Quand j’étais étudiant, il y avait un vieil enseignant de psychologie clinique qui s'était forgé une solide réputation. Nanti de sandalettes, qu'il portait hiver comme été, et d'une petite barbe blanche qui lui donnait l'air d'un nain de jardin, son œil semblait s’éclairer dès qu’il pouvait nous expliquer que tout se rapportait « à la chose ». Certains et certaines voyaient en lui un freudien pur et dur, insupportable, qui voyait ça partout !

D’où la question : les psychanalystes ne pensent-ils qu’à ça ?

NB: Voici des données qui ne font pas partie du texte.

PR #2590, opened 2022-12-13
Log additional debugging information for analyze command.

shaopeng-gh:
### Notes: if you previously took a look that this PR, we were only adding these additional log when `--verbose`. It is now changed to always log based on the feedback.
------------------------------------------------------------
 
Some user facing `StackOverflowException`.
We are unable to repro the issue, adding the ability to log more information for troubleshooting.

with artificially injecting a stack overflow exception, this is what it looks like in the log:
image

Logging on start and end of processing file,
and log mem usage
image


src/ReleaseHistory.md
```diff
@@ -12,6 +12,7 @@
 * BUGFIX: Eliminate `IOException` and `DirectoryNotFoundException` exceptions thrown by `merge` command when splitting by rule (due to invalid file characters in rule ids). [#2513](https://github.com/microsoft/sarif-sdk/pull/2513)
 * BUGFIX: Fix classes inside NotYetAutoGenerated folder missing `virtual` keyword for public methods and properties, by regenerate and manually sync the changes. [#2537](https://github.com/microsoft/sarif-sdk/pull/2537)
 * FEATURE: Allow external set of `MaxFileSizeInKilobytes`, which will allow SDK users to change the value. (Default value is 1024) [#2578](https://github.com/microsoft/sarif-sdk/pull/2578)
+* FEATURE: Log additional debugging information for analyze command when provided `--level` value includes `none`. [#2590](https://github.com/microsoft/sarif-sdk/pull/2590)
```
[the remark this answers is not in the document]
shaopeng-gh: additional logging currently I set to happen when user pass `--verbose` or `--level` includes `note`.

I think you are not looking at the current commit in CodeFlow

src/ReleaseHistory.md
```diff
@@ -12,6 +12,7 @@
 * BUGFIX: Eliminate `IOException` and `DirectoryNotFoundException` exceptions thrown by `merge` command when splitting by rule (due to invalid file characters in rule ids). [#2513](https://github.com/microsoft/sarif-sdk/pull/2513)
 * BUGFIX: Fix classes inside NotYetAutoGenerated folder missing `virtual` keyword for public methods and properties, by regenerate and manually sync the changes. [#2537](https://github.com/microsoft/sarif-sdk/pull/2537)
 * FEATURE: Allow external set of `MaxFileSizeInKilobytes`, which will allow SDK users to change the value. (Default value is 1024) [#2578](https://github.com/microsoft/sarif-sdk/pull/2578)
+* FEATURE: Log additional debugging information for analyze command when provided `--verbose`, or when provided `--level` value including `note`. [#2590](https://github.com/microsoft/sarif-sdk/pull/2590)
```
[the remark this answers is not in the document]
suvamM: @shaopeng-gh Pinging about this

src/Test.UnitTests.Sarif.Driver/TestMultithreadedAnalyzeCommand.cs
```diff
@@ -66,13 +66,13 @@ public int Run(AnalyzeOptionsBase options)
             return result;
         }
 
-        protected override TestAnalysisContext DetermineApplicabilityAndAnalyze(TestAnalysisContext context, IEnumerable<Skimmer<TestAnalysisContext>> skimmers, ISet<string> disabledSkimmers)
+        protected override TestAnalysisContext DetermineApplicabilityAndAnalyze(TestAnalyzeOptions options, TestAnalysisContext context, IEnumerable<Skimmer<TestAnalysisContext>> skimmers, ISet<string> disabledSkimmers)
```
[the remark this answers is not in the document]
suvamM: @shaopeng-gh ping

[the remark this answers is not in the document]
shaopeng-gh: yes, in test I have `TestRuleBehaviors.RaiseStackOverflowException`,
`RaiseStackOverflowException_WithLevelNote` gets the StackOverflowException in the captured output,
`RaiseStackOverflowException_WithoutLevelNote` does not (current logic. if we decided to change to always log as your other comment, I will update this test accordingly)

src/ReleaseHistory.md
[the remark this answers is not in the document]
shaopeng-gh: @michaelcfanning talked to Suvam, he propose we always add these additional logging and no need to check for level, so we don't rely on the ability of the customer to add additional parameters to give us enough telemetry. (e.g. --verbose)
Sounds good to me. Let me know your thoughts.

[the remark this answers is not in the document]
shaopeng-gh: @michaelcfanning Suvam asked me to run this design choice by you, whether always add these additional logs, or only when `--verbose` (or equivalent level note) is passed.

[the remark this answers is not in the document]
shaopeng-gh: Synced with @suvamM, we changed it to always log.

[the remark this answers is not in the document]
michaelcfanning: As a principle, it should not be possible to 'hide` catastrophic errors, they should always display.

src/Sarif.Driver/Sdk/MultithreadedAnalyzeCommandBase.cs
```diff
@@ -545,7 +545,17 @@ private async Task<bool> ScanTargetsAsync(IEnumerable<Skimmer<TContext>> skimmer
                     {
                         context = _fileContexts[item];
 
-                        DetermineApplicabilityAndAnalyze(context, skimmers, disabledSkimmers);
+                        if (options.Level.Contains(FailureLevel.None))
```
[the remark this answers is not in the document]
shaopeng-gh: changed to always log, closing this comment.

src/Sarif/IAnalysisLogger.cs
```diff
@@ -11,6 +11,10 @@ public interface IAnalysisLogger
 
         void AnalyzingTarget(IAnalysisContext context);
 
+        void CompletedAnalyzingTarget(IAnalysisContext context);
```
michaelcfanning, line 14: >CompletedAnalyzingTarget [](http://example.com/codeflow?start=13&length=24)

In general, modifying this interface is painful and so we must carefully rationalize all additions.

I think I understand the rationalize for 'CompletedAnalyzingTarget' but we should call this 'TargetAnalysisCompleted' to match other overloads.

I don't think LogMemoryUsage' is appropriate, shouldn't this be something that's done by the engine at appropriate junctures? This would simply be a new kind of notification, i.e., a memory utilization notification.

Wouldn't it?

src/Sarif/Writers/ConsoleLogger.cs
```diff
@@ -90,7 +91,34 @@ public void AnalyzingTarget(IAnalysisContext context)
...
+            {
+                throw new ArgumentNullException(nameof(context));
+            }
+
+            WriteLineToConsole(string.Format(CultureInfo.CurrentCulture,
+                    SdkResources.MSG_CompletedAnalyzingTarget,
+                        context.TargetUri.LocalPath));
+        }
+
+        public void LogMemoryUsage(IAnalysisContext context)
```
michaelcfanning, line 109: >LogMemoryUsage [](http://example.com/codeflow?start=20&length=14)

A better pattern would be for the context object to indicate whether memory logging is in play and to emit this data when we either start or stop analyzing a target.

src/Sarif.Driver/Sdk/AnalyzeCommandBase.cs
```diff
@@ -604,18 +604,19 @@
                 rootContext.Policy,
                 target);
 
+            rootContext.Logger.AnalyzingTarget(context);
+            rootContext.Logger.LogMemoryUsage(context);
```
michaelcfanning, line 608: >LogMemoryUsage [](http://example.com/codeflow?start=31&length=14)

What we should do here is consult data somewhere that tells us whether memory logging is enabled. If so, we should generate an informational notification, it's a tool execution notification.

Note that this all leads to a problem: how do users specify verbose output that is specific to a certain logging domain? i.e., they might not want to enable fully verbose logging but want to see memory messages only, or pdb trace messages only, etc. We should establish and follow a clear pattern for this.

src/Sarif.Driver/Sdk/MultithreadedAnalyzeCommandBase.cs
```diff
@@ -545,7 +545,12 @@ private async Task<bool> ScanTargetsAsync(IEnumerable<Skimmer<TContext>> skimmer
                     {
                         context = _fileContexts[item];
 
-                        DetermineApplicabilityAndAnalyze(context, skimmers, disabledSkimmers);
+                        rootContext.Logger.AnalyzingTarget(context);
```
michaelcfanning, line 548: >AnalyzingTarget [](http://example.com/codeflow?start=43&length=15)

It seems off you have to introduce this, why is that? weren't we calling into analyzing target before?

shaopeng-gh: I have debugged, it is only logged once so it was not called before.

src/Sarif.Driver/Sdk/AnalyzeCommandBase.cs
shaopeng-gh: What we should do here is consult data somewhere that tells us whether memory logging is enabled.
We should establish and follow a clear pattern for this.
----- Yes, I found we have a `Trace`, I added it there.

src/Sarif/Writers/ConsoleLogger.cs
shaopeng-gh: Yes, see the other comment.

src/ReleaseHistory.md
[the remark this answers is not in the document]
shaopeng-gh: Agree

src/Sarif/IAnalysisLogger.cs
shaopeng-gh: we should call this 'TargetAnalysisCompleted' 
 ---- fixed.

src/Sarif.Driver/Sdk/MultithreadedAnalyzeCommandBase.cs
```diff
@@ -592,7 +592,16 @@ private async Task<bool> ScanTargetsAsync(IEnumerable<Skimmer<TContext>> skimmer
...
+
+                        if (options.Traces.Contains(nameof(DefaultTraces.MemoryUsage), StringComparer.OrdinalIgnoreCase))
+                        {
+                            rootContext.Logger.LogMemoryUsage(context);
+                        }
+
+                        DetermineApplicabilityAndAnalyze(options, context, skimmers, disabledSkimmers);
+
+                        rootContext.Logger.TargetAnalysisCompleted(context);
```
yongyan-gh, line 604: >rootContext.Logger.TargetAnalysisCompleted(context); [](http://example.com/codeflow?start=24&length=52)

when the analysis throws exception do we need the memory usage information? Should we move this call to finally block?

src/Sarif/Writers/SarifLogger.cs
```diff
@@ -462,6 +463,27 @@ public void AnalyzingTarget(IAnalysisContext context)
...
 
+        public void TargetAnalysisCompleted(IAnalysisContext context)
+        {
+        }
+
+        public void LogMemoryUsage(IAnalysisContext context)
+        {
+            var currentProcess = Process.GetCurrentProcess();
+
+            LogConfigurationNotification(
```
yongyan-gh, line 474: >LogConfigurationNotification [](http://example.com/codeflow?start=12&length=28)

The memory usage is more like a tool execution notification to me.

src/Sarif/Writers/SarifLogger.cs
```diff
@@ -462,6 +463,27 @@ public void AnalyzingTarget(IAnalysisContext context)
         {
         }
 
+        public void TargetAnalysisCompleted(IAnalysisContext context)
+        {
+        }
+
+        public void LogMemoryUsage(IAnalysisContext context)
+        {
+            var currentProcess = Process.GetCurrentProcess();
```
yongyan-gh, line 472: >var currentProcess = Process.GetCurrentProcess(); [](http://example.com/codeflow?start=12&length=49)

nit: wrap this call in `using` as it allocates a lot resources

shaopeng-gh: fixed

src/Sarif/Writers/SarifLogger.cs
shaopeng-gh: fixed.

src/Sarif.Driver/Sdk/MultithreadedAnalyzeCommandBase.cs
shaopeng-gh: moved to finally block.

suvamM (approved):

michaelcfanning (changes requested):
:clock1:

src/Sarif/IAnalysisLogger.cs
```diff
@@ -11,6 +11,10 @@ public interface IAnalysisLogger
 
         void AnalyzingTarget(IAnalysisContext context);
 
+        void TargetAnalysisCompleted(IAnalysisContext context);
+
+        void LogMemoryUsage(IAnalysisContext context);
```
michaelcfanning, line 16: >LogMemoryUsage [](http://example.com/codeflow?start=13&length=14)

Why is this interface change still here? You should eliminate it and instead generate a tool notification using the logger at the appropriate place.

src/Sarif/Writers/SarifLogger.cs
```diff
@@ -462,6 +463,28 @@ public void AnalyzingTarget(IAnalysisContext context)
...
 
+        public void TargetAnalysisCompleted(IAnalysisContext context)
+        {
+        }
+
+        public void LogMemoryUsage(IAnalysisContext context)
+        {
+            using (var currentProcess = Process.GetCurrentProcess())
+            {
+                LogToolNotification(
```
michaelcfanning, line 474: >LogToolNotification [](http://example.com/codeflow?start=16&length=19)

you have implemented duplicate output in two different loggers. this isn't right. instead, you generate a notification upstream in the aggregating logger, which will be passed to the sarif logger and console logger, as every notification is.

src/Sarif/IAnalysisLogger.cs
michaelcfanning: i would prefer not to make an interface change at all. can you prove to me why we must do so?

src/Sarif.Driver/Sdk/MultithreadedAnalyzeCommandBase.cs
michaelcfanning: I think you are saying we had a bug before. did you author a unit test that flags the problem and which then passes thanks to your change?

src/Test.Utilities.Sarif/TestRuleBehaviors.cs
```diff
@@ -41,6 +41,7 @@ public enum TestRuleBehaviors
         RegardOptionsAsInvalid = 0x4000,
 
         RaiseExceptionProcessingBaseline = 0x8000,
-        RaiseExceptionPostingLogFile = 0x10000
+        RaiseExceptionPostingLogFile = 0x10000,
+        RaiseStackOverflowException = 0x20000
```
michaelcfanning, line 45: >RaiseStackOverflowException [](http://example.com/codeflow?start=8&length=27)

You have mixed three things in this PR, stack overflow creation, interface/loggings changes, a new trace, and fixed a functional bug in the analysis engine.

Can you go back and just implement the test behaviors change? I will provide a clean example of tracing for now.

Je suis donc allé voir dans un texte fondateur de la psychanalyse, un écrit de Freud[1] dans lequel la manière dont il aborde la chose met en lumière que ça apparaît bien avant la puberté. Nous sommes en 1905 et Freud défend l’idée que l’enfant, dès le plus jeune âge, est l’objet de pulsions : son corps éprouve ce qui s’apparente à de la sexualité. Ce seul propos mérite d’être souligné : il reconnait à l’enfant un corps sensible, quand la morale de l’époque ne lui reconnaissait ni plaisir ni souffrance.

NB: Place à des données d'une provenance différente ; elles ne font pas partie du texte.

Issue #2591, opened 2022-12-13
Support 'IncompatibleRuleIds' in the infrastructure


yongyan-gh:
Please see more details in #2580

>Rules should be able to declare an `IncompatibleRuleIds` set or something similar, All the rule does is to publish this data.
>
>Then we update the analysis engine, which, when instantiating skimmers, makes sure that no new enabled skimmers have a rule id that conflicts with the set of loaded skimmers so far. The analysis engine could raise an error-level configuration notification and exit.
>
>This approach would require users to properly configure analysis to account for the configuration problem. I think everything would drop in pretty cleanly by doing this, we need a low-level update to rules metadata and a simple update to the default skimmer loading behavior.

shaopeng-gh:
Closing the issue with the feature Yong implemented.
https://github.com/microsoft/sarif-sdk/pull/2597

PR #2592, opened 2022-12-20
Adding support for Incompatible rules

yongyan-gh:
# Description

Adding the `IncompatibleRuleIds` and `IncompatibleRuleHandling` properties to `Skimmer` according to #2591


src/Test.UnitTests.Sarif.Driver/Sdk/AnalyzeCommandBaseTests.cs
```diff
@@ -2069,6 +2069,134 @@ public IFileSystem FileSystem
...
 
+        [Fact]
+        public void CheckIncompatibleRules_DisableIncompatibleRuleAndContinueAnalysis()
+        {
+            IncompatibleTestRule[] skimmers = new[]
+            {
+                new IncompatibleTestRule("TEST1001", null),
+                new IncompatibleTestRule("TEST1002", null),
+                new IncompatibleTestRule("TEST1003", new HashSet<string> { "TEST1001" },  IncompatibleRuleHandling.DisableAndContinueAnalysis),
+            };
```
shaopeng-gh, line 2080: suggestion:

if rule 1 is incompatible with rule 2,
the incompatible flag can be set at rule 1, or rule 2.
And they should be equivalent, is it correct.

What if they are both set, may add a test for that.
And then a test for rule 1 -> rule 2 -> rule 3 -> rule 1, circular case.

src/Sarif/SdkResources.resx
```diff
@@ -284,4 +284,10 @@ You can also refer to properties in the result's property bag with 'properties.&
   <data name="WRN997_OneOrMoreFilesSkippedDueToSize" xml:space="preserve">
     <value>One or more files were skipped for analysis due to exceeding size limits (currently configured as {0} KB). The 'max-file-size-in-kb' command-line argument can be used to increase this threshold.</value>
   </data>
+  <data name="ERR998_IncompatibleRuleDetected" xml:space="preserve">
+    <value>Detected incompatible rules. Rule '{0}' is incompatible with rule '{1}'.</value>
+  </data>
+  <data name="Wrn998_IncompatibleRuleDetected" xml:space="preserve">
```
shaopeng-gh, line 290: >Wrn998 [](http://example.com/codeflow?start=14&length=6)

just question, 
how do we choose 998 or 997, I see a few 997 above.

src/Sarif/Warnings.cs
```diff
@@ -189,5 +190,32 @@ public static void LogObsoleteOption(IAnalysisContext context, string obsoleteOp
...
+
+            context.Logger.LogConfigurationNotification(
+                new Notification
+                {
+                    Descriptor = new ReportingDescriptorReference
+                    {
+                        Id = Wrn998_IncompatibleRuleDetected
+                    },
+                    Message = new Message { Text = message },
+                    Level = FailureLevel.Warning,
```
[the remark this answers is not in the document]
shaopeng-gh: I found it:  for `DisableAndContinueAnalysis`.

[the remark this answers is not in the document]
shaopeng-gh: Is it something user can choose what option he wants, if so what command line parameter to pass for it:
`switch (originalSkimmer.IncompatibleRuleHandling)`

src/Sarif/SdkResources.resx
LingZhou-gh: "Wrn998_IncompatibleRuleDetected" should capitalize the first 3 letters to be more consistent with other name.

src/Sarif.Driver/Sdk/IncompatibleRuleHandling.cs
```diff
@@ -0,0 +1,12 @@
...
+// Licensed under the MIT license. See LICENSE file in the project root for full license information.
+
+namespace Microsoft.CodeAnalysis.Sarif.Driver
+{
+    public enum IncompatibleRuleHandling
+    {
+        Ignore = 0,
+        DisableAndContinueAnalysis,
+        ExitAnalysis,
+    }
```
LingZhou-gh, line 11: The comma in "ExitAnalysis," could be removed.

src/Sarif/Warnings.cs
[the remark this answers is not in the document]
yongyan-gh: My understanding is that people who creates the new rules should be responsible to set the `IncompatibleRuleIds` and `IncompatibleRuleHandling` or just leave them as default.

Its not possible to set the behavior for each rule through command line right?

src/Sarif/SdkResources.resx
yongyan-gh: It is in Warnings.cs line 21, the WRN998 is the category for "// (Non-catastrophic) conditions that result in rules disabling themselves."

src/Sarif/RuntimeConditions.cs
```diff
@@ -52,6 +52,7 @@ public enum RuntimeConditions : uint
         ExceptionPostingLogFile = 0x40000,
 
         // Non-fatal conditions
+        RuleIsIncompatibleWithAnotherRule = 0x00800000,
```
michaelcfanning, line 55: Change this to 'OneOrMoreRulesAreIncompatible'

src/Sarif/Errors.cs
```diff
@@ -26,6 +26,7 @@ public static class Errors
         private const string ERR997_ExceptionLoadingAnalysisTarget = "ERR997.ExceptionLoadingAnalysisTarget";
         private const string ERR997_ExceptionInstantiatingSkimmers = "ERR997.ExceptionInstantiatingSkimmers";
         private const string ERR997_OutputFileAlreadyExists = "ERR997.OutputFileAlreadyExists";
+        internal const string ERR998_IncompatibleRuleDetected = "ERR997.IncompatibleRuleDetected";
```
michaelcfanning, line 29: >ERR998_IncompatibleRuleDetected [](http://example.com/codeflow?start=30&length=31)

ERR998_IncompatibleRulesDetected

Note the plural form. It takes two rules to be incompatible. :)

src/Sarif/RuntimeConditions.cs
```diff
@@ -52,6 +52,7 @@ public enum RuntimeConditions : uint
         ExceptionPostingLogFile = 0x40000,
 
         // Non-fatal conditions
```
michaelcfanning, line 54: >Non [](http://example.com/codeflow?start=11&length=3)

Why isn't this a fatal condition? How do we proceed if the configured rules are not compatible?

src/Sarif/Errors.cs
```diff
@@ -487,6 +488,28 @@ public static void LogUnhandledExceptionInitializingRule(IAnalysisContext contex
             context.RuntimeErrors |= RuntimeConditions.ExceptionInSkimmerAnalyze;
         }
 
+        public static void LogIncompatibleRule(IAnalysisContext context, string ruleId, string incompatibleRuleId)
```
michaelcfanning, line 491: >LogIncompatibleRule [](http://example.com/codeflow?start=27&length=19)

LogIncompatibleRules

Note plural form.

src/Sarif.Driver/Sdk/ExitReason.cs
```diff
@@ -11,6 +11,7 @@ public enum ExitReason
         UnhandledExceptionInstantiatingSkimmers,
         UnhandledExceptionInEngine,
         NoRulesLoaded,
+        IncompatibleRulesDetected,
```
michaelcfanning, line 14: >IncompatibleRulesDetected [](http://example.com/codeflow?start=8&length=25)

This name is good!

src/Sarif.Driver/Sdk/IncompatibleRuleHandling.cs
```diff
@@ -0,0 +1,12 @@
+﻿// Copyright (c) Microsoft. All rights reserved.
+// Licensed under the MIT license. See LICENSE file in the project root for full license information.
+
+namespace Microsoft.CodeAnalysis.Sarif.Driver
+{
+    public enum IncompatibleRuleHandling
```
michaelcfanning, line 6: >u [](http://example.com/codeflow?start=29&length=1)

You have implemented these choices cleanly. But can you explain why you think we need them? :)

If someone specifies 'ignore', then why would they bother to publish their incompatible rule ids?

Is it clear to us that a skimmer would have a single setting that would apply to all incompatible rules? 

Why would a rule choose to disable and continue analysis?

What happens if two incompatible rules have different settings? If either rule chooses 'exit analysis' then we will exit. If both rules are disabled, then analysis isn't complete.

This additional machinery would be interesting if it could be specified via configuration. But if a user can specify configuration, they could simply choose to selectively enable/disable the rule they want to run.

I am interested in your thoughts, of course, but at this point I wonder whether we shouldn't simply take the clean 'exit analysis' behavior, which would be a smaller change. We could improve on it later. What's your opinion?

yongyan-gh: The reason I am thinking about adding the `DisableAndContinueAnalysis` is, adding a new rule with existing rule as incompatible rule should not break existing analysis.

For example: The SARIF web validator scenario. If we add the new `GH1007` ProvideFullyFormattedMessageStrings, its incompatible with 'SARIF2002' ProvideMessageArguments. The validator allows users to run all SARIF* rules with GH* rule together. After the new GH1007 rule added, users run the SARIF and GH rules together, they will get a tool configuration exception indicates there is a incompatible rule, they will not see any results. The validator needs to define 2 set of configuration files to enable SARIF2002 and disable GH1007 or the opposite, and switch configuration file between these 2. So I think an option to just disable the incompatible rule and continue analysis may be useful in this case. 
What do you think

michaelcfanning: I think the exception is appropriate. When you add a new GH rule, you will be depending on existing configuration. The existing rule can't reasonably be expected to defensively turn itself off if a future rule marks it as incompatible (and what if you want the new rule to run by default, as we do with the GH analysis??).

Really, we can't handle the full matrix of configuration cases in a reasonable way, I think. Let's remove this extra complexity and just fail-fast in the event of incompatibility. For sure, we need to mark new rules with incompatibilities as a breaking change. 

Please push back if you disagree and/or see deeper into this topic than I. :)

yongyan-gh: ok i agree, there are more complicated cases of handling the conflicting rules, we can start with the throwing exception now.

yongyan-gh:
New PR created #2597 so close this one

Il y a donc, nous dit Freud, et ce dès l'enfance, des signes de pulsions précoces que les auteurs ont tendance à négliger. Dès les premières années de la vie ! Mais, précise-t-il, ces phases pulsionnelles chez l’enfant alternent avec des phases d'amnésie infantile – le traducteur précise qu'il faut entendre par là des phases d'oubli de l'enfance[2]. Ce sont des phases de latence. Il y a donc, au cours du développement de l'enfant, des moments où ça se laisse à voir, apparaît aux yeux de tous, lorsqu’à d'autres moments, des forces produisent un refoulement et maintiennent à l'écart de la conscience cette activité qui marque notre vie psychique. Ces périodes de latence constituent un endroit particulièrement passionnant. Freud précise :

« Par quels moyens ces constructions si importantes pour la culture et la normalité personnelle ultérieure sont-elles mises en place ? Vraisemblablement aux dépens des mouvements sexuels infantiles dont l'afflux n'a donc pas cessé durant cette période de latence elle-même, mais dont l'énergie – en totalité ou pour sa plus grande partie – est détournée de l'emploi sexuel et conduite vers d'autres finalités. Les historiens de la civilisation semblent unanimes à supposer que lorsque les forces pulsionnelles sont ainsi détournées de leur but sexuel et dirigées vers de nouveaux buts, ce qui est un processus qui mérite le nom de sublimation, on tire de cela de puissantes composantes de toutes les réalisations culturelles. Nous ajouterions donc que le même processus agit dans le développement de l'individu en tant que tel, et nous situerons son début dans la période de latence sexuelle de l'enfance. »[3]

 

Ce passage éclaire notre question : les psychanalystes ne pensent-ils qu’à ça ? C'est peut-être tout le contraire ! Car en mettant en lumière un triptyque, pulsion, inhibition et sublimation, Freud montre que c'est dans les périodes où les puissances psychiques barrent la voie à la pulsion que l'individu parvient à déplacer cette énergie pour en faire quelque chose. Il en fait quelque chose dans sa vie amoureuse qui ne passe pas nécessairement par l'acte sexuel ; mais il en fait aussi quelque chose dans sa vie sociale, quand ce déplacement lui permet de travailler, d'échanger, de créer, etc. Loin de ne penser qu’à ça, la psychanalyse tente de mettre en lumière et de comprendre la manière dont ça peut se déplacer. Ainsi, dans le cabinet de l'analyste, lorsque l'individu fait cette confidence – je n'arrive pas à… –, n’est-ce pas de ça qu’il s’agit ?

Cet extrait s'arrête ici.